_Input material_:
Issue #2249, opened 2021-06-17
Limit workflow list when assignment is being used


srallen:
## Describe the solution you'd like

Depending on the current assignment in the user's UPP, the workflow listing on the homepage and on the selector modal needs to disable access to certain workflows based on the level label the workflow is given. 

## Additional context

This is to reach parity with Gravity Spy's feature set.

PR #2304, opened 2021-07-13
Refactor selector stories

srallen:

Package: app-project storybook

Toward #2249

I've refactored the stories to clarify where they live in the code, several renamed to be under the "Shared" section. I removed one redundant `WorkflowMenu` story that was exactly the same as the `WorkflowSelector` story in the shared section (just adds maintenance imo) and renamed the `WorkflowMenu` that exists for the classify page to `WorkflowMenuModal` to clarify that it indeed has slightly different function that the `WorkflowMenu` on the home page.

This will make it a bit easier to use the stories for new development and for maintenance. @goplayoutside3, this refactors the stories I mistakenly broke in a previous PR review you did. 

# Review Checklist

## General

## Components

## Apps

- [ ] Does it work on mobile?

## Publishing

## Post-merging


packages/app-project/src/screens/ProjectHomePage/components/Hero/components/WorkflowMenu/WorkflowMenu.stories.js
```diff
@@ -1,85 +0,0 @@
...
-    </Grommet>
-  )
-}
-
-export default {
-  title: 'Project App / Screens / Project Home / Workflow Menu',
-  component: WorkflowMenu,
-  args: {
-    dark: false,
-    workflows: [ ...WORKFLOWS, mockGroupedWorkflow ]
```
eatyourgreens, line 75: `mockedGroupWorkflow` here adds set selection to the story. That should be moved to the Hero component, if this story is being deleted. Otherwise, we don't have a story for subject set selection on the project home page.
https://zooniverse.github.io/front-end-monorepo/@zooniverse/fe-project/index.html?path=/story/project-app-screens-project-home-workflow-menu--default

goplayoutside3 (approved):
Looks good to me!

I don't think I know enough about when grouped workflows show up in the `Hero`'s `WorkflowMenu` to agree/disagree with @eatyourgreens's comment, but the rest of the stories function as expected 👍

eatyourgreens:
The Workflow Menu story has four workflows, and the last one opens a subject set menu.
https://zooniverse.github.io/front-end-monorepo/@zooniverse/fe-project/index.html?path=/story/project-app-screens-project-home-workflow-menu--default

The Hero story only has three workflows, so I think that fourth workflow needs to be added to the Hero story. I can't remember why I didn't just do that in the first place.
https://zooniverse.github.io/front-end-monorepo/@zooniverse/fe-project/index.html?path=/story/project-app-screens-project-home-hero--default

packages/app-project/src/screens/ProjectHomePage/components/Hero/components/WorkflowMenu/WorkflowMenu.stories.js
srallen: I restored this story, but renamed it to make it clear what it was for. I still didn't catch this when I did my side-by-side comparison previously.

eatyourgreens: It's really confusing that we have two stories for the same thing. You're right about consolidating them in one story.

_Task to complete_: Where in the records does the string "default" appear? Copy every line that has it.

_Answer below_:
-export default {
https://zooniverse.github.io/front-end-monorepo/@zooniverse/fe-project/index.html?path=/story/project-app-screens-project-home-workflow-menu--default
https://zooniverse.github.io/front-end-monorepo/@zooniverse/fe-project/index.html?path=/story/project-app-screens-project-home-workflow-menu--default
https://zooniverse.github.io/front-end-monorepo/@zooniverse/fe-project/index.html?path=/story/project-app-screens-project-home-hero--default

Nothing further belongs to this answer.